*Exercise*:
Give again, word for word, every line in the entries below from the line with "### 4. Diff" up to and including the line with "- **BOM preservation**: UTF-8", and no other line.

*Available data*:
PR #389, opened 2025-12-31
feat(coding-agent): queue message editing

kim0:
Add ability to edit queued messages using Alt+Up/Down to navigate, edit in place, and replace on submit. Empty submit deletes the message.

### DIFF
--- a/packages/coding-agent/src/modes/interactive/interactive-mode.ts
+++ b/packages/coding-agent/src/modes/interactive/interactive-mode.ts
@@ -21,6 +21,7 @@ import {
 	Text,
 	TruncatedText,
 	TUI,
+	truncateToWidth,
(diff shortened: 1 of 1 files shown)


badlogic:
Sorry, this is way to complex and likely has some race conditions, which I currently don't have time to analyse. You can edit queued messages by simply hitting Escape. The queued messages will be inserted back into the editor, where you can edit and resubmit them. Yes, this will abort the current stream, but I believe that's the cleaner, more easily traceable solution.

kim0:
@badlogic This PR allows editing multiple queued messages though, ESC I believe can only edit the most recent one (which  was annoying to me as a user). I suggest you try to run it, I have tested it and it works very well IMO. All edge cases I could think of are well covered.

PR #392, opened 2026-01-01
Add tool_before_apply hook event for edit tool

prateekmedia:
**Problem:**
For edit, we don't show diff at tool_call stage, so any hook there would be meaningless like permission to allow edit, we don't have content so no point.

Also we can't update the content of edit tool with just tool_call.

**Changes:**
- New hook event `tool_before_apply` (for edit tool), it is triggered just after we have the diff and are about to apply.
- Now edit diff get's rendered before applying (useful for permission hooks)
- We can also intercept the new content and modify it

**Alternative approaches:**
1. **Move tool_call to fire after diff computation** (instead of adding tool_before_apply)
     - Cons: Changes the conceptual meaning of tool_call. Currently it means "LLM requested this tool - allow it?"
 (permission gate before any I/O). Moving it later would mean some work has already happened, making it inconsistent with other tools where tool_call fires before any execution.
 2. **Show diff preview in TUI before tool_call fires**
     - Cons: At tool_call time, the file hasn't been read yet, so we can't compute the actual diff with line numbers. We'd
 only have oldText/newText from params, not the computed diff showing exactly which lines number change.
 
 
**Flow:**

    LLM responds, may call tools:
        ├─► tool_call (can block)
        │   tool reads/computes
       ├─► tool_before_apply (edit only)
        │   tool applies changes
       └─► tool_result (can modify)   
       
Note: Regarding the naming, have kept it general. But tool_before_apply is only used for edit, so can rename to edit_before_apply if needed

Happy to iterate or scrap this completely, this solves my problem but there might be better approach to solve this.

https://github.com/user-attachments/assets/3722016c-3523-48e7-ab4b-865c9521ad52

### DIFF
--- a/packages/coding-agent/CHANGELOG.md
+++ b/packages/coding-agent/CHANGELOG.md
@@ -2,6 +2,10 @@
 
 ## [Unreleased]
 
+### Added
+
+- `tool_before_apply` hook event for edit tool - fires after diff is computed but before file is written, allowing hooks to accept/reject or modify changes
+
 ### Fixed
 
 - Crash when displaying bash output containing Unicode format characters like U+0600-U+0604 ([#372](https://github.com/badlogic/pi-mono/pull/372) by [@HACKE-RC](https://github.com/HACKE-RC))
--- a/packages/coding-agent/docs/hooks.md
+++ b/packages/coding-agent/docs/hooks.md
@@ -114,7 +114,9 @@ user sends prompt ────────────────────�
   │   │                                            │       │
   │   │   LLM responds, may call tools:            │       │
   │   │     ├─► tool_call (can block)              │       │
-  │   │     │   tool executes                      │       │
+  │   │     │   tool reads/computes                │       │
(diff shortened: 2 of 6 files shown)


badlogic:
The fix is to construct the diff in tool-execution as soon as we have the full tool call parameters. We should be able to factor out the diff generation code from the edit.ts sources, so edit.ts and tool-execution can share the code. The TUI can then render the diff before the tool executes. For permission hooks that means that the user sees the diff while being shown the permission UI.

See #393

badlogic:
Implemented an alternative approach in 1ed009e2cf49111881458453b7d24110dc124f02 (see #393).

Instead of adding a new hook event, we now compute the edit diff as soon as args are complete (on `message_end`), before the tool executes. The TUI renders the diff while permission hooks block.

Changes:
- Extracted diff computation from `edit.ts` into shared `edit-diff.ts`
- `ToolExecutionComponent` computes and caches diff when `setArgsComplete()` is called
- Diff is visible before tool execution, so users see it during permission prompts

PR #394, opened 2026-01-01
Improve edit tool line ending handling

prathamdby:
## Summary

Follow-up improvements to #360 (CRLF line ending fix) to make the implementation more robust and align with industry best practices.

### 1. Simplified `detectLineEnding` (first-newline algorithm)

**Before:** Used `indexOf` for both CRLF and LF, compared positions with `crlfIdx < lfIdx` logic that was confusing (though accidentally correct).

**After:** Iterates through content looking for the first newline character. If `\r` is found, checks if followed by `\n` to determine CRLF vs lone CR.

```typescript
function detectLineEnding(content: string): "\r\n" | "\n" {
    for (let i = 0; i < content.length; i++) {
        const ch = content.charCodeAt(i);
        if (ch === 10) return "\n";
        if (ch === 13) {
            return content.charCodeAt(i + 1) === 10 ? "\r\n" : "\n";
        }
    }
    return "\n";
}
```

This matches how most editors infer EOL style and is more deterministic.

### 2. UTF-8 BOM preservation

Files with UTF-8 BOM (`\uFEFF`) could cause "text not found" errors if the LLM doesn't include the BOM in `oldText`.

**Solution:** Strip BOM before matching, restore on write.

```typescript
function stripBom(content: string): { bom: string; text: string } {
    return content.startsWith("\uFEFF") 
        ? { bom: "\uFEFF", text: content.slice(1) } 
        : { bom: "", text: content };
}
```

### 3. `indexOf` loop for occurrence counting

**Before:** `normalizedContent.split(normalizedOldText).length - 1` allocates an array.

**After:** `indexOf` loop avoids allocation, better for large files.

```typescript
function countOccurrences(haystack: string, needle: string): number {
    if (!needle) return 0;
    let count = 0;
    let idx = 0;
    while (true) {
        idx = haystack.indexOf(needle, idx);
        if (idx === -1) break;
        count++;
        idx += needle.length;
    }
    return count;
}
```

### 4. Diff generated from final written content

**Before:** Diff was generated from normalized (LF) content.

**After:** Diff is generated from the actual content written to disk (with restored line endings and BOM). More faithful representation.

## Tests added

- **BOM preservation**: UTF-8 BOM + CRLF content preserved after edit
- **No newlines**: Files with no newlines work correctly  
- **Lone CR handling**: Old Mac-style `\r` line endings normalize properly
- **oldText without trailing newline**: Partial line matching works

All 11 edit tool tests pass.


badlogic:
Thanks for the PR! We cherry-picked the BOM fix from this into main. The other changes (detectLineEnding rewrite, indexOf counting) were nice-to-haves but not critical for the upcoming release, and the PR had some unrelated changes (package-lock.json, models.generated.ts) that would need cleanup.

Appreciate the contribution!

PR #1934, opened 2026-03-07
fix(coding-agent): custom tool collapsed/expanded rendering in HTML export

aliou:
Hello! (Apologies for all of the PRs, cleaning out my backlog from the past few weeks 😅)

This is a follow up of https://github.com/badlogic/pi-mono/pull/702. Now, for custom tools, instead of collapsing after collpasing after 10 lines, we match their collapsed and expanded design from when running in the TUI

Before: https://pi.dev/session/#583ce81607841d249e9d03456d73cf24
After: https://pi.dev/session/#d6f258babdd4502d9a684dc9949083b9

------

<p>

Custom tools can define different displays when collapsed vs expanded via `renderResult(result, { expanded, isPartial }, theme)`. Previously, HTML exports ignored this and applied naive 10-line HTML truncation in `template.js`, breaking HTML tags mid-element and discarding the tool's collapsed view logic.

### `packages/coding-agent/src/core/export-html/index.ts`
- Updated `RenderedToolHtml` interface to use `resultHtmlCollapsed` / `resultHtmlExpanded` fields
- Updated `ToolHtmlRenderer.renderResult` return type to `{ collapsed?: string; expanded?: string } | undefined`
- Updated `preRenderCustomTools` to map renderer output keys correctly to `resultHtmlCollapsed` / `resultHtmlExpanded`

### `packages/coding-agent/src/core/export-html/tool-renderer.ts`
- Updated `ToolHtmlRenderer` interface to return collapsed/expanded object
- Implemented dual rendering: calls `toolDef.renderResult` twice with `{ expanded: false }` and `{ expanded: true }`
- Returns `collapsed` only if it exists and differs from `expanded`; returns `undefined` when neither render exists

### `packages/coding-agent/src/core/export-html/template.js`
- Replaced naive 10-line HTML truncation with proper collapsible rendering
- Added conditional logic:
  - Expandable section when both collapsed and expanded exist and differ
  - Direct expanded render when only expanded exists or collapsed is identical
  - Fallback to existing JSON display when no pre-rendered result HTML is present

## Testing

Created `.pi/extensions/demo-collapsed-expanded.ts` with a `wordCount` tool that demonstrates collapsed (summary with match count) vs expanded (full results list) rendering. Use `wordCount` tool to verify HTML export behavior.

</p>
</details>

### DIFF
--- a/packages/coding-agent/CHANGELOG.md
+++ b/packages/coding-agent/CHANGELOG.md
@@ -2,6 +2,9 @@
 
 ## [Unreleased]
 
+### Fixed
+- Fixed custom tool collapsed/expanded rendering in HTML exports. Custom tools that define different collapsed vs expanded displays now render correctly in exported HTML, with expandable sections when both states differ and direct display when only expanded exists ([#1934](https://github.com/badlogic/pi-mono/pull/1934) by [@aliou](https://github.com/aliou))
+
 ## [0.57.0] - 2026-03-07
 
 ### New Features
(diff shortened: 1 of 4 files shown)


badlogic:
cheers!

*Result of the exercise*:
### 4. Diff generated from final written content

**Before:** Diff was generated from normalized (LF) content.

**After:** Diff is generated from the actual content written to disk (with restored line endings and BOM). More faithful representation.

## Tests added

- **BOM preservation**: UTF-8 BOM + CRLF content preserved after edit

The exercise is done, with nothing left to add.